Further since the candle is diminishing at $2k$ per hour, the number of hours that the candle will last is

$$\frac{\text{original volume}}{2k}.$$

This is the value that must be computed. With the assigned constants, this will be

$$\frac{\pi H (3r)^2}{2k}.\tag3$$

Using equations (1) and (2) from the first part of my answer, the new height (i.e. length) of the thick candle, after $1.5$ hours is

$$\frac{9 \pi H r^2 - 3k}{9\pi r^2} = H - \frac{k}{3\pi r^2}.\tag4$$

The next step is to similarly calculate the new height of the thin candle, after $1.5$ hours.

After 1.5 hours, the thinner candle will have its volume changed from

$\displaystyle (\pi H r^2) ~~\text{to}~~ (\pi H r^2 - 3k).$

Therefore, the new height of the thinner candle will be

$$\frac{\pi H r^2 - 3k}{\pi r^2} = H - \frac{3k}{\pi r^2}.\tag5$$

You are given that after $(1.5)$ hours, the thick candle will have a height that is $3$ times the height of the thin candle.

Using equations (4) and (5) above, this implies that

$$ \left[H - \frac{k}{3\pi r^2}\right] ~=~ 3 \times \left[H - \frac{3k}{\pi r^2}\right].\tag6$$

Because the math is so convoluted here, I am going to introduce a new variable

$$A = \frac{k}{\pi r^2}.\tag7$$

This will greatly facilitate the algebra. Now, equation (6) above becomes:

$$ \left[H - \frac{A}{3}\right] ~=~ 3 \times [H - 3A] \implies [3H - A] ~=~ 9[H - 3A] \implies $$

$$ 26A = 6H \implies 39A = 9H \implies (19.5) = \frac{9H}{2A}.\tag8$$

The final expression in equation (8) seems weird at first glance. However, if you use equation (7) above to compare this expression to expression (3) above, you see that

$$\frac{9H}{2A} = \frac{9H\pi r^2}{2k}$$

which is the exact fraction that you are seeking. Therefore, the thick candle will take $(19.5)$ hours to burn.

Answer 3

This is a terrible question. You need to assume something about how diameter tells you something about burn rate. I think you are supposed to assume that the volume consumed per unit time is the same for both candles and that the candles burn evenly in length from the starting end. If you have ever watched a candle this is nonsense, but that is what you have.

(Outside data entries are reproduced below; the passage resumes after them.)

PR #134, opened 2020-07-16
Soft 221 smoke adt7476a

Max-MZ:


projects/smoke_adt7476a/src/main.c
```diff
@@ -0,0 +1,76 @@
+#include "adt7476a_fan_controller.h"
+#include "adt7476a_fan_controller_defs.h"
+#include "gpio.h"
+#include "i2c.h"
+#include "interrupt.h"
+#include "log.h"
+#include "soft_timer.h"
+#include "wait.h"
+
+#define SET_SPEED_INTERVAL 5
```
g-jessmuir, line 10: please add a unit suffix at the end, e.g. `_S`. Also minor nit, the default interval should probably be 1 second so it's more immediately obvious if it's working or not

projects/smoke_adt7476a/src/main.c
```diff
@@ -0,0 +1,76 @@
+#include "adt7476a_fan_controller.h"
+#include "adt7476a_fan_controller_defs.h"
+#include "gpio.h"
+#include "i2c.h"
+#include "interrupt.h"
+#include "log.h"
+#include "soft_timer.h"
+#include "wait.h"
+
```
g-jessmuir, line 9: add a comment here (or anywhere near the top) describing the expected behaviour, and document any values easily configurable (e.g. the interval and the increment), also the I2C address since we might be testing on a board with only one fan controller

projects/smoke_adt7476a/src/main.c
```diff
@@ -0,0 +1,76 @@
...
+#define SET_SPEED_INTERVAL 5
+#define FAN_SPEED_INCREMENT 10
+#define I2C_WRITE_ADDR_1 0x5E
+#define I2C_WRITE_ADDR_2 0x58
+#define I2C_READ_ADDR_1 0x5F
+#define I2C_READ_ADDR_2 0x59
+
+// 2 storages for 2 components
```
g-jessmuir, line 17: I think we should actually only test one fan controller at a time, because there are some boards (or at least there will be some boards) such as power distribution that will only use one fan controller

projects/smoke_adt7476a/src/main.c
```diff
@@ -0,0 +1,76 @@
...
+
+  I2CSettings i2c_settings = {
+    .speed = I2C_SPEED_FAST,
+    .scl = { .port = GPIO_PORT_B, .pin = 10 },
+    .sda = { .port = GPIO_PORT_B, .pin = 11 },
+  };
+
+  const Adt7476aSettings settings_1 = {
+    .smbalert_pin = smbalert,
+    .callback = NULL,  // set to NULL for no callback
```
g-jessmuir, line 46: please add a callback that prints something when the alert is triggered (ideally grabs status and logs which fan has bad status)

projects/smoke_adt7476a/src/main.c
```diff
@@ -0,0 +1,76 @@
...
+  };
+
+  interrupt_init();
+  gpio_init();
+  soft_timer_init();
+  adt7476a_init(&s_storage_1, &settings_1);
+  adt7476a_init(&s_storage_2, &settings_2);
+  s_current_speed = 0;
+
+  soft_timer_start_seconds(SET_SPEED_INTERVAL, prv_periodic_set_speed, NULL, NULL);
```
g-jessmuir, line 71: rather than start a timer here, I think it makes sense to call `prv_periodic_set_speed` directly here, so that it logs something immediately and the periodic timer should happen anyways.

projects/smoke_adt7476a/src/main.c
```diff
@@ -0,0 +1,76 @@
...
+#define I2C_READ_ADDR_2 0x59
+
+// 2 storages for 2 components
+static Adt7476aStorage s_storage_1;
+static Adt7476aStorage s_storage_2;
+int s_current_speed;
+
+static void prv_periodic_set_speed(SoftTimerId id, void *context) {
+  s_current_speed += FAN_SPEED_INCREMENT;
+  s_current_speed = s_current_speed % 101;
```
g-jessmuir, line 24: why not just 100? I feel like I'm missing something here (which may be my intro programming memories)

projects/smoke_adt7476a/src/main.c
```diff
@@ -0,0 +1,76 @@
...
+  LOG_DEBUG("SETTING SPEED: %d PERCENT\n", s_current_speed);
+  adt7476a_set_speed(I2C_PORT_2, s_current_speed, ADT_PWM_PORT_1, I2C_WRITE_ADDR_1);
+  adt7476a_set_speed(I2C_PORT_2, s_current_speed, ADT_PWM_PORT_2, I2C_WRITE_ADDR_1);
+
+  soft_timer_start_seconds(SET_SPEED_INTERVAL, prv_periodic_set_speed, NULL, NULL);
+}
+
+int main() {
+  GpioAddress smbalert = {
```
g-jessmuir, line 33: probably good to add this as a #define up top since it may change for other boards that use the fan controllers

projects/smoke_adt7476a/src/main.c
```diff
@@ -0,0 +1,76 @@
...
+    .port = GPIO_PORT_A,
+    .pin = 9,
+  };
+
+  I2CSettings i2c_settings = {
+    .speed = I2C_SPEED_FAST,
+    .scl = { .port = GPIO_PORT_B, .pin = 10 },
```
g-jessmuir, line 40: same thing here - add gpio settings as #defines, including I2C port

projects/smoke_adt7476a/src/main.c
```diff
@@ -0,0 +1,76 @@
...
+    .callback = NULL,  // set to NULL for no callback
+    .callback_context = NULL,
+    .i2c_write_addr = I2C_WRITE_ADDR_2,
+    .i2c_read_addr = I2C_READ_ADDR_2,
+    .i2c = I2C_PORT_2,
+    .i2c_settings = i2c_settings,
+  };
+
+  interrupt_init();
+  gpio_init();
```
g-jessmuir, line 65: don't you need `gpio_it_init` as well to capture the smbalert?

projects/smoke_adt7476a/src/main.c
Max-MZ: wouldn't we not be able to hit full speed if it was `% 100`?

projects/smoke_adt7476a/src/main.c
```diff
@@ -0,0 +1,97 @@
...
+
+  this teset will increment the fan speed by 10% every second until at full speed,
+  and then loop back to 0% speed and continue.
+
+  the speed interval and increment defines can be changed for further testing
+
+  the i2c port, i2c write and read address, and i2c settings should be changed as needed
+  depending on the board.
+
+*/
```
g-jessmuir, line 20: other styling stuff: we only use single line comments, not sure why but at this point it's legacy

projects/smoke_adt7476a/src/main.c
```diff
@@ -0,0 +1,97 @@
...
+  interrupt_init();
+  gpio_init();
+  gpio_it_init();
+  soft_timer_init();
+  adt7476a_init(&s_storage, &settings);
+
+  s_current_speed = 0;
+
+  soft_timer_start_seconds(SET_SPEED_INTERVAL_S, prv_periodic_set_speed, NULL, NULL);
+  prv_periodic_set_speed(SOFT_TIMER_INVALID_TIMER, NULL);
```
g-jessmuir, line 93: this will start two recurring timers, won't it? I think if you just call `prv_periodic_set_speed` it'll automatically start a recurring timer, you don't have to set a timer for it separately

projects/smoke_adt7476a/src/main.c
g-jessmuir: im dumb

projects/smoke_adt7476a/src/main.c
Max-MZ: oop my bad I completely missed taking this out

Given that assumption, the thick one burns at $\frac 19$ the rate of the thin one, because that is the ratio of the areas. Let $L$ be the starting length and $V$ the rate of burning of the thick one per hour. The thin one then burns at $9V$. The length of the thick one is $L-Vt$ if $t$ is measured in hours. We are given that $L-V\frac 32=3\left(L-9V\frac 32\right)$ So $$L-V\frac 32=3\left(L-9V\frac 32\right)\\ L-\frac 32V=3L-\frac{81}2V\\ 39V=2L\\\frac LV=19.5$$ and the expected answer is $19$ hours $30$ minutes.